▸ **ACTIVITY**: The lines to return are those below that contain the word "switch".

▸ **GIVEN DATA**:

Issue #6508, opened 2023-12-14
Inject kernel context switch sequences in the drmemtrace scheduler


derekbruening:
Just like we're adding canned kernel syscall sequences in #6495, we'd like to insert some roughly-representative kernel context switch sequence as well.  Like the syscalls this will probably be fed by a file, or files if we want to support different types of switches, which the scheduler will insert at switch points.  These injected records presumably will count toward output ordinals, but not toward preempt quanta, and won't have any corresponding input.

▸ **RESULT OF THE EXERCISE**:
Inject kernel context switch sequences in the drmemtrace scheduler
Just like we're adding canned kernel syscall sequences in #6495, we'd like to insert some roughly-representative kernel context switch sequence as well.  Like the syscalls this will probably be fed by a file, or files if we want to support different types of switches, which the scheduler will insert at switch points.  These injected records presumably will count toward output ordinals, but not toward preempt quanta, and won't have any corresponding input.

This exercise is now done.